The ClusterDeployment provisioning is stuck with Control plane not yet initialized status#

Ensure that all the prerequisites for the remote cluster deployment have been met, especially the following:

  • When using the LoadBalancer k0smotron service type, the Cloud Controller Manager must be installed and working on the management or regional cluster (when the cluster is deployed in a region).

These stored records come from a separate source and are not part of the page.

PR #3039, opened 2019-05-16
Add source-map types from flow-typed and integrate them

wbinnssmith:
@DeMoorJasper, feel free to merge or do what you want with this.

### DIFF
--- a/packages/core/source-map/src/SourceMap.js
+++ b/packages/core/source-map/src/SourceMap.js
@@ -1,46 +1,25 @@
-// @flow
+// @flow strict-local
+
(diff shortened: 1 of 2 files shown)


packages/core/source-map/src/SourceMap.js
```diff
@@ -68,12 +47,12 @@ export default class SourceMap {
...
       }
 
-      if (!mapping.source) {
+      if (mapping.source == null) {
         throw new Error('source should be defined');
       }
 
       let isValidOriginal =
-        mapping.original === null ||
+        mapping.original == null ||
```
DeMoorJasper: Why did you change it to `== null`?

PR #3044, opened 2019-05-16
Restore webp to raw globs in default config

wbinnssmith:
This restores *.webp to the raw transformer and packager globs. Looks like a bad merge left this out.

### DIFF
--- a/packages/configs/default/index.json
+++ b/packages/configs/default/index.json
@@ -8,7 +8,7 @@
     ],
     "*.css": ["@parcel/transformer-css"],
     "*.{htm,html}": ["@parcel/transformer-html"],
-    "*.{jpg,jpeg,png,gif,svg,webm,pdf,txt}": ["@parcel/transformer-raw"]
+    "*.{jpg,jpeg,png,gif,svg,webm,webp,pdf,txt}": ["@parcel/transformer-raw"]
   },
   "namers": ["@parcel/namer-default"],
   "runtimes": {
@@ -19,7 +19,7 @@
     "*.html": "@parcel/packager-html",
     "*.css": "@parcel/packager-css",
     "*.js": "@parcel/packager-js",
-    "*.{jpg,jpeg,png,gif,svg,webm,pdf,txt}": "@parcel/packager-raw"
+    "*.{jpg,jpeg,png,gif,svg,webm,webp,pdf,txt}": "@parcel/packager-raw"
   },
   "resolvers": ["@parcel/resolver-default"],
   "reporters": [


mischnic:
> Would be cool if there would be a way to handle all unknown extensions with raw, but it's not in the RFC so I guess that's not gonna happen.

`*.*` (or `*`) is a valid glob, so this should be fine?
```
  "packagers": {
    "*.html": "@parcel/packager-html",
    "*.*": "@parcel/packager-raw"
  }
```

wbinnssmith:
> *.* (or *) is a valid glob, so this should be fine?

Yeah, let's do that.

My only concerns is that JSON (and JavaScript objects) don't have predictable key orders by spec, so how would we determine precedence?

mischnic:
> My only concern is that JSON (and JavaScript) objects don't have predictable key orders by spec, so how would we determine precedence?

Correct. But the RFC says:

> While objects in JSON are technically unordered, Parcel
does use the order to give globs priority when a file name is being tested
against them

😐

wbinnssmith:
> Just waiting for Node JSON.parse to somehow have unstable Object order and having to use a custom JSON parser....

V8 has respected insertion order for a long time, so I'd be surprised if it changed. That said, what about environments like browsers or future js environments Parcel will run in?

wbinnssmith:
cc @jamiebuilds @jamiekyle-eb @devongovett for the RFC

mischnic:
Firefox and Safari don't use V8.

jamiebuilds:
We can add our own meaning on top of JSON, it's not a terribly big deal. We really only need to be concerned with V8, but just for the record both Safari and Firefox give you the properties in a stable order too:

Screen Shot 2019-05-16 at 3 54 17 PM
Screen Shot 2019-05-16 at 3 55 06 PM


If all else fails, we can easily write JSON parser that gives you the properties in a stable order.

The only time any of the JavaScript engines won't give you keys back in the order they were defined in is if they were numbers:

```js
Object.keys(JSON.parse('{ "2": 1, "1": 2 }')) // ["1", "2"]
```

But I'm not terribly worried about someone naming a file 42 and then writing a glob "42" and then it somehow also matching something else.

jamiebuilds:
Btw we also could have gone with something like:

```json
{
  "resolvers": ["@parcel/resolver-default"],
  "transforms": [
    { "match": "*.vue", "use": ["@parcel/transform-vue"] },
    { "match": "*.scss", "use": ["@parcel/transform-sass"] },
    { "match": "*.js", "use": ["@parcel/transform-babel"] },
    { "match": "*.css", "use": ["@parcel/transform-postcss"] },
    { "match": "*.html", "use": ["@parcel/transform-posthtml"] },
  ],
  "packagers": [
    { "match": "*.js", "use": "@parcel/packager-js" },
    { "match": "*.css", "use": "@parcel/packager-css" },
    { "match":  "*.html", "use": "@parcel/packager-html" },
    { "match": "*.wasm", "use": "@parcel/packager-wasm" },
    { "match": "*.raw", "use": "@parcel/packager-raw" }
  ],
  "optimizers": [
    { "match": "*.js", "use": ["@parcel/optimizer-uglify"] },
    { "match": "*.css", "use": ["@parcel/optimizer-cssnano"] },
    { "match": "*.html", "use": ["@parcel/optimizer-htmlnano"] },
    { "match": "*.{png,jpg,jpeg,svg,...}", "use": ["@parcel/optimizer-imagemin"] }
  ],
  "loaders": [
    { "match": "*.js", "use": "@parcel/loader-js" },
    { "match": "*.wasm", "use": "@parcel/loader-wasm" }
  ],
  "reporters": ["@parcel/reporter-detailed"]
}
```

But we wanted the config to have a very lightweight feel to it, with as little typing as reasonable.

```json
{
  "resolvers": ["@parcel/resolver-default"],
  "transforms": {
    "*.vue": ["@parcel/transform-vue"],
    "*.scss": ["@parcel/transform-sass"],
    "*.js": ["@parcel/transform-babel"],
    "*.css": ["@parcel/transform-postcss"],
    "*.html": ["@parcel/transform-posthtml"],
  },
  "packagers": {
    "*.html": "@parcel/packager-html",
    "*.wasm": "@parcel/packager-wasm",
    "*.raw": "@parcel/packager-raw"
  },
  "optimizers": {
    "*.js": ["@parcel/optimizer-uglify"],
    "*.css": ["@parcel/optimizer-cssnano"],
    "*.html": ["@parcel/optimizer-htmlnano"],
    "*.{png,jpg,jpeg,svg,...}": ["@parcel/optimizer-imagemin"]
  },
  "loaders": {
    "*.js": "@parcel/loader-js",
    "*.wasm": "@parcel/loader-wasm"
  },
  "reporters": ["@parcel/reporter-detailed"]
}
```

I also didn't want people to draw comparisons between this format and Webpack's on a syntactic similarity basis, because the important details of Parcel are besides this config format.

    To troubleshoot LoadBalancer provisioning, check the following on the management or regional cluster:

    kubectl -n $CLUSTER_NAMESPACE get services kmc-$CLUSTER_NAME-lb
    

    If the service is stuck in Pending state, ensure that the Cloud Controller Manager is installed and properly configured. Check the logs of the Cloud Controller Manager for any issues.

  • The storage solution must be configured and working properly.

    To troubleshoot storage provisioning, check the following on the management or regional cluster:

    kubectl -n $CLUSTER_NAMESPACE get pvc -l cluster.x-k8s.io/cluster-name=$CLUSTER_NAME
    

    If the PVCs are stuck in Pending state, ensure that the storage solution is properly configured and working. Check the logs of the storage provisioner for any issues.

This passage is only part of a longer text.